Prof. Gottfried replies:
I am grateful to both Prof. Birdnow and Mr. Miranda for their careful reading of my editorial on Hollywood and the information they provided. Since Prof. Birdnow has published a book on the Communist infiltration of Hollywood (The Subversive Screen: Communist Influence in Hollywood’s Golden Age), I defer to him on the process of infiltration, but I would add a few qualifying remarks.
After World War II, there was a serious pushback by Hollywood actors and scriptwriters like Murray Ryskind and Actor Guild officials like Ronald Reagan against Communist Party members and sympathizers in the film industry. Leading actors, including Gary Cooper, Robert Taylor, and Elia Kazan, testified before Congress about Communist infiltration.
All the leading film producers were staunchly anti-Communist and cooperated in purging Communist scriptwriters. Not all reds were purged, but certainly Hollywood confronted this problem, even if not to the extent that Prof. Birdnow would have liked. Moreover, Hollywood’s most egregiously pro-Soviet film during WWII, Mission to Moscow, was made upon the urging of the Roosevelt administration, which hoped the film would foster goodwill toward Stalin’s Russia, our then-supposed ally. The lead actor, Walter Huston, was already widely viewed in Hollywood (with good cause) as enthusiastically pro-Soviet.
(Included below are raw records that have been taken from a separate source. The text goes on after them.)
PR #46, opened 2021-09-28
Stricter tsconfig

hn8:
Enable noUnusedLocals

### DIFF
--- a/src/room/RTCEngine.ts
+++ b/src/room/RTCEngine.ts
@@ -30,10 +30,12 @@ export default class RTCEngine extends EventEmitter {
 
   private lossyDC?: RTCDataChannel;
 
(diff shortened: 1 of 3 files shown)


davidzhao:
hey Hann, what's the benefit of `importsNotUsedAsValues` ?

hn8:
@davidzhao It prevents accidentally non-type import (increase build size). But since LiveKit JS only has 1 build output, it is only for explicit "documentation" purpose. Will revert that commit if it is not worth extra check.

hn8:
@davidzhao I reverted noImplicitReturns and importsNotUsedAsValues to minimize changes. Keep noUnusedLocals check which is similar to Go.

davidzhao:
thanks! this looks good.

PR #51, opened 2021-10-14
Reuse transceivers in subscribe path

boks1971:
LK-22 (https://linear.app/livekit/issue/LK-22/feature-pooled-transceivers-to-avoid-re-negotiation)

Do not stop remote tracks. That would change `readyState` of track
to `ended` and the corresponding transceiver cannot be reused.
Instead use the `enabled` attribute of track to enable/disable
remote tracks.

Bumping up the protocol version that informs the server that
client is capable of reusing transceivers.

Testing:
--------
Connect from Chrome. For remote side, connect/disconnect
from Firefox several times and ensure the following
- SDP does not grow (it has 4 sections as reported by
chrome://webrtc-internals (version, data, audio, video) each
time the remote side connects.
- Media flows from remote side on every connection.

Oddities:
---------
- Chrome callback `ontrack` sends a track. When the remote side
reconnects and the same transceiver is used, the callback does
not contain the new track id. It retains what was returned in the
first callback. Don't think it is an issue as we do not use that
track id anywhere.

### DIFF
--- a/src/room/track/Track.ts
+++ b/src/room/track/Track.ts
@@ -110,11 +110,11 @@ export class Track extends EventEmitter {
     this.mediaStreamTrack.stop();
   }
 
-  enable() {
+  protected enable() {
     this.mediaStreamTrack.enabled = true;
   }
 
-  disable() {
+  protected disable() {
     this.mediaStreamTrack.enabled = false;
   }
 


boks1971:
@davidzhao Yes I verified that the stream id and the parsing gets the new information. I will verify it again just to be doubly sure.

PR #53, opened 2021-10-14
Device management API and simpler APIs to work with common tracks

davidzhao:


davidzhao:
Adding a few folks on this to ensure I get this right. My hope is to converge to something like across platforms, making it easier to work with common track types.

Most of the device management APIs only apply to the browser, but I wonder how much of it make sense on mobile platforms too (especially for audio management). Ideally we can converge there too.

PR #62, opened 2021-10-26
emit unpublish event also for local participant

lukasIO:
but only if it was caused by mediatrack ended event.

Reasoning: 
When screensharing is stopped via browser UI, it comes in handy to subscribe to `TrackUnpublished`

```ts
this.currentRoom.localParticipant.on(ParticipantEvent.TrackUnpublished, async (track) => {
			log.debug('local track unpublished (most likely by browser), stop screen share');
```

the naming and default behaviour is mirrored from `RemoteParticipant.ts`


lukasIO:
closing in favor of #72

PR #591, opened 2026-05-09
Make SpeakerManager a struct and de-async DiarizerManager

panv-kw:

`DiarizerManger.performCompleteDiarization` is `async`, even though no asynchronous operations occur when running the models and processing the results - this is just plain, synchronous computation. It doesn't wait on the network or things like that. It is important to be able to integrate it in to other synchronous compute workflows.

The reason it had to be `async` until now is that the `SpeakerManager` type containing the speaker database was a `class`, meaning that it was shared mutable state. It was made an `actor` because this shared mutable state could be mutated concurrently.

But really, there should not be concurrent mutations to the `SpeakerManager` in the first place. The user of this type, `DiarizationManager`, is not actually prepared for other code to be modifying this database while it is using it, and anybody who is trying is almost certainly writing a bug because their code would be logically racing with `DiarizationManager` and the results would be unpredictable.

This change makes `SpeakerManager` a struct. It has copy-on-write value semantics because it wraps a `Dictionary` for its storage, and mutations are marked by the `mutating` keyword and require exclusive ownership of the variable -- again, just like `Dictionary`. The compiler statically diagnoses attempts to concurrently mutate the `DiarizationManager`'s speaker database, so the test for this can be removed (it no longer compiles).

Screenshot 2026-05-09 at 19 10 26

In summary, this change significantly reduces the cognitive load of using and maintaining this code, promotes correct usage through static diagnostics rather than allowing unpredictable results through concurrent mutation of the speaker database, and enables diarization to be used in more contexts in more programs.

(BTW, `SpeakerManager` doesn't strictly _need_ to be `Sendable`, but the previous one was by virtue of being an `actor`, so I marked this one as being `Sendable` too in case anybody was relying on it. I don't think the implementation of this type is going to change radically in the future to the point where that might be a problem)

### DIFF
--- a/Sources/FluidAudio/Diarizer/Clustering/SpeakerManager.swift
+++ b/Sources/FluidAudio/Diarizer/Clustering/SpeakerManager.swift
@@ -5,12 +5,7 @@ import OSLog
 /// In-memory speaker database for streaming diarization
 /// Tracks speakers across chunks and maintains consistent IDs
 ///
-/// This is an `actor` to provide thread-safe access under Swift 6 strict
-/// concurrency. Previous implementations used a `DispatchQueue` which could
-/// trigger `unsafeForcedSync` warnings (and occasional libmalloc heap
-/// corruption via concurrent `[Float]` COW mutations) when called from
-/// async contexts such as VAD / diarization buffer callbacks.
-public actor SpeakerManager {
+public struct SpeakerManager: Sendable {
     internal let logger = AppLogger(category: "SpeakerManager")
 
     // Constants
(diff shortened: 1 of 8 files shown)


panv-kw:
Another example of static concurrency diagnostics:

Add the following to `Sources/FluidAudioCLI/Commands/DiarizationBenchmark.swift`, at line 445:

```swift
            // Configure streaming manager
            diarizerManager.speakerManager.speakerThreshold = assignmentThreshold
            diarizerManager.speakerManager.embeddingThreshold = updateThreshold

            Task { diarizerManager.speakerManager.assignSpeaker([], speechDuration: 3.3) }  // 👈

            // Process in chunks
            let samplesPerChunk = Int(chunkSeconds * 16000)
            let hopSamples = Int((chunkSeconds - overlapSeconds) * 16000)
```

And you will see that the compiler doesn't allow it, and complains that all the other code using the `diarizerManager` would race with this:

```
FluidAudio/Sources/FluidAudioCLI/Commands/DiarizationBenchmark.swift:445:13: error: sending value of non-Sendable type '() async -> Speaker?' risks causing data races
            Task { diarizerManager.speakerManager.assignSpeaker([], speechDuration: 3.3) }
            ^~~~~~~~~~~~~~~~~~~~~~~~~~~~~~~~~~~~~~~~~~~~~~~~~~~~~~~~~~~~~~~~~~~~~~~~~~~~~~
FluidAudio/Sources/FluidAudioCLI/Commands/DiarizationBenchmark.swift:445:13: note: Passing value of non-Sendable type '() async -> Speaker?' as a 'sending' argument to initializer 'init(name:priority:operation:)' risks causing races in between local and caller code
            Task { diarizerManager.speakerManager.assignSpeaker([], speechDuration: 3.3) }
            ^
FluidAudio/Sources/FluidAudioCLI/Commands/DiarizationBenchmark.swift:571:53: note: access can happen concurrently
            let finalSpeakerCount = diarizerManager.speakerManager.speakerCount
                                    ~~~~~~~~~~~~~~~~^~~~~~~~~~~~~~
FluidAudio/Sources/FluidAudioCLI/Commands/DiarizationBenchmark.swift:478:55: note: access can happen concurrently
                let chunkResult = try diarizerManager.performCompleteDiarization(
                                      ~~~~~~~~~~~~~~~~^~~~~~~~~~~~~~~~~~~~~~~~~~~
```

So concurrent mutation is blocked statically.

Alex-Wengg:
@panv-kw i haven't seen you for a while how you been.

Lastly, I’ll stand by my point that, in comparison to the relentless woke propaganda now being sold to us as quality cinema, the work of Communist scriptwriters in the 1940s and 1950s was rarely subversive. One of the best movies ever made, The Maltese Falcon (1941), was based on a book by the Communist Dashiell Hammett and directed by John Huston, the far-left son of Walter Huston. I discern no leftist message in this superlative film.
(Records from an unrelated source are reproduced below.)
PR #630, opened 2026-05-20
fix(asr): reduce English drift on French recordings via token blocklist

Matth-93:
Parakeet TDT v3 has no language conditioning token. On spontaneous non-English speech, the model falls back to its English training prior and produces output that reads like a real-time translation. This is a known architectural limitation.

This PR adds a post-processing step in the decoder that partially mitigates it for French.

## Mechanism

When the joint model picks a token from an English-exclusive blocklist (48 space-prefixed SentencePiece tokens: `' the'`, `' and'`, `' with'`, etc.), `applyEnglishBlocklist` scans the top-64 logits for the highest-scoring non-blocked Latin-script alternative and substitutes it. If nothing suitable is in top-64, the original prediction stands.

The substituted score is fed back into the transducer's LSTM state, which compounds: each forced French token nudges the following frames away from English.

Runs in O(64) per non-blank token. No additional model call, no latency impact.

## Benchmark

French recordings, drift = % sentences flagged by English function-word scan or langdetect=EN:

| Recording | Before | After |
|---|---|---|
| Children's weather segment | 0% | 0% |
| Archival 1912 | 2.9% | 2.7% |
| Weightlifting documentary | 7.1% | 0% |
| French slang documentary | 18.2% | 3.7% |
| Picard dialect documentary | 16.7% | 0% |
| Spontaneous interview (57 min) | 31.3% | 13.5% |

The remaining 13.5% on the interview is architectural: sustained English passages where no French candidate appeared in top-64 at all. The blocklist cannot help there.

## Test recordings

All INA recordings are publicly available on YouTube:

- [Argot et langage populaire (1981)](https://www.youtube.com/watch?v=zem3PVMsy8g)
- [Phonographe de 1912](https://www.youtube.com/watch?v=amPtXEaXQO0&t=12s)
- [Le parler picard (1982)](https://www.youtube.com/watch?v=W17uYuQA9Mc&t=8s)
- [Meteo pour les enfants (1980)](https://www.youtube.com/watch?v=sMSRyg172C0&t=8s)
- [Halterophilie (1975)](https://www.youtube.com/watch?v=E4xalDom8VY&t=2s)

The sixth recording (57-minute spontaneous interview) is private.

## Scope

This patch is French/English specific. The 48-token blocklist was derived empirically from the Parakeet TDT v3 SentencePiece vocabulary for French. The mechanism generalises to other language pairs but building equivalent blocklists requires the same vocabulary analysis and, critically, someone who can actually evaluate the output quality. I only speak French, so I only benchmarked French. I'm not going to claim results for languages I can't verify.

Flagging this as a starting point and leaving the generalisation to contributors who know the other languages and have audio to test against.

## Context

I'm not a professional developer. I found this problem while building a personal project on top of FluidAudio and did the diagnostic work: instrumented the decoder to log English token wins, measured that 84% of them had a French alternative in the top-64, ran before/after benchmarks across six recordings.

### DIFF
--- a/Sources/FluidAudio/ASR/Parakeet/SlidingWindow/TDT/Decoder/TdtDecoderV3.swift
+++ b/Sources/FluidAudio/ASR/Parakeet/SlidingWindow/TDT/Decoder/TdtDecoderV3.swift
@@ -37,6 +37,46 @@ internal struct TdtDecoderV3: Sendable {
     private let modelInference = TdtModelInference()
     // Parakeet‑TDT‑v3: duration head has 5 bins mapping directly to frame advances
 
+    // English-exclusive whole-word token IDs used by applyEnglishBlocklist.
+    // Space-prefixed SentencePiece tokens that are essentially impossible in French prose.
+    static let englishBlocklistIds: Set<Int> = [
+        506, 1502,  // ' the', ' The'
+        575, 1976,  // ' and', ' And'
+        2530,  // ' they'
+        1180, 3247,  // ' you', ' You'
+        1868,  // ' with'
+        1050, 7603,  // ' that', ' That'
+        1974, 5831,  // ' this', ' This'
+        1647,  // ' have'
+        3109,  // ' from'
+        924, 4020,  // ' was', ' Was'
+        4250,  // ' were'
+        1714,  // ' are'
+        4908,  // ' been'
+        4223,  // ' would'
+        6167,  // ' could'
+        2783,  // ' will'
+        4396,  // ' their'
+        3357,  // ' there'
+        4611,  // ' when'
+        3470,  // ' what'
+        6843,  // ' where'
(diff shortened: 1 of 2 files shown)


Matth-93:
Hi @Alex-Wengg and @BrandonWeng! Wanted to flag something about the failing CI check.

The **Japanese ASR Benchmark (CTC)** job is marked as failed, but looking at the actual benchmark output in the log, it passed cleanly:

```
CER: 9.07%
Status: Passed
```

The job failure appears to be a Node.js 20 deprecation warning in the GitHub Actions runner setup, unrelated to this patch. The English blocklist is applied to the TDT decoder to prevent it from drifting into English on non-English recordings. It has no effect on Japanese or any other language path.

Happy to rerun the job if that helps move the review forward. Let me know if you need anything else from me!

Mr. Miranda is right that the attitudes that informed the transformation of the American film industry into an appendage of the woke world empire closely follow what James Burnham considered “liberal” ideas. I’m not sure that term entirely describes all the leftist lunacy we’re now witnessing, but Burnham’s list of symptoms shows he knew something about this disorder. For example, the rejection of one’s civilization, professed adoration of globalism, and unbounded sympathy for sentimentalized enemies. Although Burnham didn’t live long enough to see the full flowering of this madness, he would have dissected it with the same precision he showed in explaining its earlier manifestations.